=== Extracted entries ===
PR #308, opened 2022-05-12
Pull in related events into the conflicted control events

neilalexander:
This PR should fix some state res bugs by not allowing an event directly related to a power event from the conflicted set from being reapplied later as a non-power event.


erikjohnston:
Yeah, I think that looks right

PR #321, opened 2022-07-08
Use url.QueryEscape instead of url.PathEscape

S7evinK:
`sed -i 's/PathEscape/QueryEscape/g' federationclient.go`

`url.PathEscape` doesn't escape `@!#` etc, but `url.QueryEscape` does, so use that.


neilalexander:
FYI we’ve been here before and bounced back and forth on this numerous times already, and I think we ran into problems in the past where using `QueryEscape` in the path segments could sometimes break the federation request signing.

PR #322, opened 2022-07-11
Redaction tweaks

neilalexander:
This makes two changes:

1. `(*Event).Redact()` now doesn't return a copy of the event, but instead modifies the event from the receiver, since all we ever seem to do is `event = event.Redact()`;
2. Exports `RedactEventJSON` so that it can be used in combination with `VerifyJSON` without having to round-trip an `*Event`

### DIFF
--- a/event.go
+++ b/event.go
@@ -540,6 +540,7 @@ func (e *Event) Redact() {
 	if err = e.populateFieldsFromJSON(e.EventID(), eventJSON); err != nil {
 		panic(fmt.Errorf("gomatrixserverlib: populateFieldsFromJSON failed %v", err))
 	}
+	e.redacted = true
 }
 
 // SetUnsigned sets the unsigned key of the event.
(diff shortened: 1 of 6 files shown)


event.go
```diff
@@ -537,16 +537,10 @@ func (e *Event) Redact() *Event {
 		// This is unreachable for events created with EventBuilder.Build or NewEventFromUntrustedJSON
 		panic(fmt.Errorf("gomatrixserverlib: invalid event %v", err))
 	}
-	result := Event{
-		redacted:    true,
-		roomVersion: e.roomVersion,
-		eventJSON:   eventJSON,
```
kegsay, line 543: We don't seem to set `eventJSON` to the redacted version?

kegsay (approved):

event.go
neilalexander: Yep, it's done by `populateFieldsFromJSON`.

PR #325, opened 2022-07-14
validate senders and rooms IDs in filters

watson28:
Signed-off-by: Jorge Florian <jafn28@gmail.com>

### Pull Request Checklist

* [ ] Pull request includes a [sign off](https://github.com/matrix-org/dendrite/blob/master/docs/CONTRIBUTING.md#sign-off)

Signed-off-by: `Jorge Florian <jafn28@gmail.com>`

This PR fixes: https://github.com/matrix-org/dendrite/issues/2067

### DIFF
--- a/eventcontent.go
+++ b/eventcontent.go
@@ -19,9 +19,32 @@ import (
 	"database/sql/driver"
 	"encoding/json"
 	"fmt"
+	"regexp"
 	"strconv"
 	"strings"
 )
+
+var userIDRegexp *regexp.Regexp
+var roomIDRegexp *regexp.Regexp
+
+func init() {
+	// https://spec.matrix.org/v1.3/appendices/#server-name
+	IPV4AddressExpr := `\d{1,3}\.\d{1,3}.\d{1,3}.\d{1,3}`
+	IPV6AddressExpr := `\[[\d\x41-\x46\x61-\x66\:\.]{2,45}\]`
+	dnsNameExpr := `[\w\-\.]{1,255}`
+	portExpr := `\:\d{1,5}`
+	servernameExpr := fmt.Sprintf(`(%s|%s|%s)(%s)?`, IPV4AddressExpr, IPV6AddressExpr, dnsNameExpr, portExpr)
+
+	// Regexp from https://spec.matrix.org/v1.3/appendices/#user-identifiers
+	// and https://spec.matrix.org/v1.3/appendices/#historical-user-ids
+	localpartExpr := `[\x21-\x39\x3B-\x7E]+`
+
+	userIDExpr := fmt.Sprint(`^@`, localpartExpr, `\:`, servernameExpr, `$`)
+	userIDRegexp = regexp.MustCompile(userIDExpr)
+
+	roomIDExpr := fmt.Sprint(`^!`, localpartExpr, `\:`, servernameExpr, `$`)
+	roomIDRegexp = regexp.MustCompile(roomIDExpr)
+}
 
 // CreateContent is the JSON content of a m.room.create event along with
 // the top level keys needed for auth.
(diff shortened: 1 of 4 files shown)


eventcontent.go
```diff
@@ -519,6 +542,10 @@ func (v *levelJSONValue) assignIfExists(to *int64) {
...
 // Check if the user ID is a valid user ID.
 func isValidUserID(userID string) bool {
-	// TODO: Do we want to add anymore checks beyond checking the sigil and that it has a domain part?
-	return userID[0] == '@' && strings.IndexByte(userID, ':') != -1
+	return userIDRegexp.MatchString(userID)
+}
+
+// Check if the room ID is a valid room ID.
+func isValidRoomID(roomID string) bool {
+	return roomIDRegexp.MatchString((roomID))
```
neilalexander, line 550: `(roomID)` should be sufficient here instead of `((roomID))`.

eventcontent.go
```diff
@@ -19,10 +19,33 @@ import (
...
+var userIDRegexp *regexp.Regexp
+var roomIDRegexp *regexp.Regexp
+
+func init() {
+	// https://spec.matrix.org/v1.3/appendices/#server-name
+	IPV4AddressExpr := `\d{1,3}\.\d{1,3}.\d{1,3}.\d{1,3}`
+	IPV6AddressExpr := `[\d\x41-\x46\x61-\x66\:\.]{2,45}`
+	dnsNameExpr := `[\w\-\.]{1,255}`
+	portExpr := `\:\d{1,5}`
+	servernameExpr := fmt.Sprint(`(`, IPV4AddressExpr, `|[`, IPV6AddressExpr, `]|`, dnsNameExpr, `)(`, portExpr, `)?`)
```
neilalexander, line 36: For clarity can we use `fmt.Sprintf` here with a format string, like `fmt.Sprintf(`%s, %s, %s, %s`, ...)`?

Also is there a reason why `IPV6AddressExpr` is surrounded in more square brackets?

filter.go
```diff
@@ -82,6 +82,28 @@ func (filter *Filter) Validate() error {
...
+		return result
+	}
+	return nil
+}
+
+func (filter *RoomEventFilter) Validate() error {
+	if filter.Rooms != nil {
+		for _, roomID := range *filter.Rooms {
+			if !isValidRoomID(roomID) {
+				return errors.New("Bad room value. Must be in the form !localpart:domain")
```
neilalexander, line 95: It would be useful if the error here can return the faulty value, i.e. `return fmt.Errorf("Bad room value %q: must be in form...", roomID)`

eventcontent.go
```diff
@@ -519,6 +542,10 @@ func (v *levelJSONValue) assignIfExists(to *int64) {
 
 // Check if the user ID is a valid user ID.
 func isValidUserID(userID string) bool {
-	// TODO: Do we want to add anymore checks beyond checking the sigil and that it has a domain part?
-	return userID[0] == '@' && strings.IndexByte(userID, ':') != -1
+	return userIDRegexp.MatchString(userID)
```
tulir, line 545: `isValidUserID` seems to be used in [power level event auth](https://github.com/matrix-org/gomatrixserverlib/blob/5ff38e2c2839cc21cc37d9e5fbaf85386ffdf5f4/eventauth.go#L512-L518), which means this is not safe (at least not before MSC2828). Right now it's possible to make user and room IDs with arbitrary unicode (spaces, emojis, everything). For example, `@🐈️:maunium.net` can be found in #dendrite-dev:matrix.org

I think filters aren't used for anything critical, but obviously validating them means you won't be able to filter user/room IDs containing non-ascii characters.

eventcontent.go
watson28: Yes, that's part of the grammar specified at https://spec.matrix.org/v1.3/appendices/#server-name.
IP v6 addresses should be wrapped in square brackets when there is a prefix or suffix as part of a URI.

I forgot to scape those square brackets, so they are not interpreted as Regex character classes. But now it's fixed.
===
▸ Exercise requirements:
Repeat every record, keeping each word and mark exactly as it is.

▸ Answer:
PR #308, opened 2022-05-12
Pull in related events into the conflicted control events

neilalexander:
This PR should fix some state res bugs by not allowing an event directly related to a power event from the conflicted set from being reapplied later as a non-power event.


erikjohnston:
Yeah, I think that looks right

PR #321, opened 2022-07-08
Use url.QueryEscape instead of url.PathEscape

S7evinK:
`sed -i 's/PathEscape/QueryEscape/g' federationclient.go`

`url.PathEscape` doesn't escape `@!#` etc, but `url.QueryEscape` does, so use that.


neilalexander:
FYI we’ve been here before and bounced back and forth on this numerous times already, and I think we ran into problems in the past where using `QueryEscape` in the path segments could sometimes break the federation request signing.

PR #322, opened 2022-07-11
Redaction tweaks

neilalexander:
This makes two changes:

1. `(*Event).Redact()` now doesn't return a copy of the event, but instead modifies the event from the receiver, since all we ever seem to do is `event = event.Redact()`;
2. Exports `RedactEventJSON` so that it can be used in combination with `VerifyJSON` without having to round-trip an `*Event`

### DIFF
--- a/event.go
+++ b/event.go
@@ -540,6 +540,7 @@ func (e *Event) Redact() {
 	if err = e.populateFieldsFromJSON(e.EventID(), eventJSON); err != nil {
 		panic(fmt.Errorf("gomatrixserverlib: populateFieldsFromJSON failed %v", err))
 	}
+	e.redacted = true
 }
 
 // SetUnsigned sets the unsigned key of the event.
(diff shortened: 1 of 6 files shown)


event.go
```diff
@@ -537,16 +537,10 @@ func (e *Event) Redact() *Event {
 		// This is unreachable for events created with EventBuilder.Build or NewEventFromUntrustedJSON
 		panic(fmt.Errorf("gomatrixserverlib: invalid event %v", err))
 	}
-	result := Event{
-		redacted:    true,
-		roomVersion: e.roomVersion,
-		eventJSON:   eventJSON,
```
kegsay, line 543: We don't seem to set `eventJSON` to the redacted version?

kegsay (approved):

event.go
neilalexander: Yep, it's done by `populateFieldsFromJSON`.

PR #325, opened 2022-07-14
validate senders and rooms IDs in filters

watson28:
Signed-off-by: Jorge Florian <jafn28@gmail.com>

### Pull Request Checklist

* [ ] Pull request includes a [sign off](https://github.com/matrix-org/dendrite/blob/master/docs/CONTRIBUTING.md#sign-off)

Signed-off-by: `Jorge Florian <jafn28@gmail.com>`

This PR fixes: https://github.com/matrix-org/dendrite/issues/2067

### DIFF
--- a/eventcontent.go
+++ b/eventcontent.go
@@ -19,9 +19,32 @@ import (
 	"database/sql/driver"
 	"encoding/json"
 	"fmt"
+	"regexp"
 	"strconv"
 	"strings"
 )
+
+var userIDRegexp *regexp.Regexp
+var roomIDRegexp *regexp.Regexp
+
+func init() {
+	// https://spec.matrix.org/v1.3/appendices/#server-name
+	IPV4AddressExpr := `\d{1,3}\.\d{1,3}.\d{1,3}.\d{1,3}`
+	IPV6AddressExpr := `\[[\d\x41-\x46\x61-\x66\:\.]{2,45}\]`
+	dnsNameExpr := `[\w\-\.]{1,255}`
+	portExpr := `\:\d{1,5}`
+	servernameExpr := fmt.Sprintf(`(%s|%s|%s)(%s)?`, IPV4AddressExpr, IPV6AddressExpr, dnsNameExpr, portExpr)
+
+	// Regexp from https://spec.matrix.org/v1.3/appendices/#user-identifiers
+	// and https://spec.matrix.org/v1.3/appendices/#historical-user-ids
+	localpartExpr := `[\x21-\x39\x3B-\x7E]+`
+
+	userIDExpr := fmt.Sprint(`^@`, localpartExpr, `\:`, servernameExpr, `$`)
+	userIDRegexp = regexp.MustCompile(userIDExpr)
+
+	roomIDExpr := fmt.Sprint(`^!`, localpartExpr, `\:`, servernameExpr, `$`)
+	roomIDRegexp = regexp.MustCompile(roomIDExpr)
+}
 
 // CreateContent is the JSON content of a m.room.create event along with
 // the top level keys needed for auth.
(diff shortened: 1 of 4 files shown)


eventcontent.go
```diff
@@ -519,6 +542,10 @@ func (v *levelJSONValue) assignIfExists(to *int64) {
...
 // Check if the user ID is a valid user ID.
 func isValidUserID(userID string) bool {
-	// TODO: Do we want to add anymore checks beyond checking the sigil and that it has a domain part?
-	return userID[0] == '@' && strings.IndexByte(userID, ':') != -1
+	return userIDRegexp.MatchString(userID)
+}
+
+// Check if the room ID is a valid room ID.
+func isValidRoomID(roomID string) bool {
+	return roomIDRegexp.MatchString((roomID))
```
neilalexander, line 550: `(roomID)` should be sufficient here instead of `((roomID))`.

eventcontent.go
```diff
@@ -19,10 +19,33 @@ import (
...
+var userIDRegexp *regexp.Regexp
+var roomIDRegexp *regexp.Regexp
+
+func init() {
+	// https://spec.matrix.org/v1.3/appendices/#server-name
+	IPV4AddressExpr := `\d{1,3}\.\d{1,3}.\d{1,3}.\d{1,3}`
+	IPV6AddressExpr := `[\d\x41-\x46\x61-\x66\:\.]{2,45}`
+	dnsNameExpr := `[\w\-\.]{1,255}`
+	portExpr := `\:\d{1,5}`
+	servernameExpr := fmt.Sprint(`(`, IPV4AddressExpr, `|[`, IPV6AddressExpr, `]|`, dnsNameExpr, `)(`, portExpr, `)?`)
```
neilalexander, line 36: For clarity can we use `fmt.Sprintf` here with a format string, like `fmt.Sprintf(`%s, %s, %s, %s`, ...)`?

Also is there a reason why `IPV6AddressExpr` is surrounded in more square brackets?

filter.go
```diff
@@ -82,6 +82,28 @@ func (filter *Filter) Validate() error {
...
+		return result
+	}
+	return nil
+}
+
+func (filter *RoomEventFilter) Validate() error {
+	if filter.Rooms != nil {
+		for _, roomID := range *filter.Rooms {
+			if !isValidRoomID(roomID) {
+				return errors.New("Bad room value. Must be in the form !localpart:domain")
```
neilalexander, line 95: It would be useful if the error here can return the faulty value, i.e. `return fmt.Errorf("Bad room value %q: must be in form...", roomID)`

eventcontent.go
```diff
@@ -519,6 +542,10 @@ func (v *levelJSONValue) assignIfExists(to *int64) {
 
 // Check if the user ID is a valid user ID.
 func isValidUserID(userID string) bool {
-	// TODO: Do we want to add anymore checks beyond checking the sigil and that it has a domain part?
-	return userID[0] == '@' && strings.IndexByte(userID, ':') != -1
+	return userIDRegexp.MatchString(userID)
```
tulir, line 545: `isValidUserID` seems to be used in [power level event auth](https://github.com/matrix-org/gomatrixserverlib/blob/5ff38e2c2839cc21cc37d9e5fbaf85386ffdf5f4/eventauth.go#L512-L518), which means this is not safe (at least not before MSC2828). Right now it's possible to make user and room IDs with arbitrary unicode (spaces, emojis, everything). For example, `@🐈️:maunium.net` can be found in #dendrite-dev:matrix.org

I think filters aren't used for anything critical, but obviously validating them means you won't be able to filter user/room IDs containing non-ascii characters.

eventcontent.go
watson28: Yes, that's part of the grammar specified at https://spec.matrix.org/v1.3/appendices/#server-name.
IP v6 addresses should be wrapped in square brackets when there is a prefix or suffix as part of a URI.

I forgot to scape those square brackets, so they are not interpreted as Regex character classes. But now it's fixed.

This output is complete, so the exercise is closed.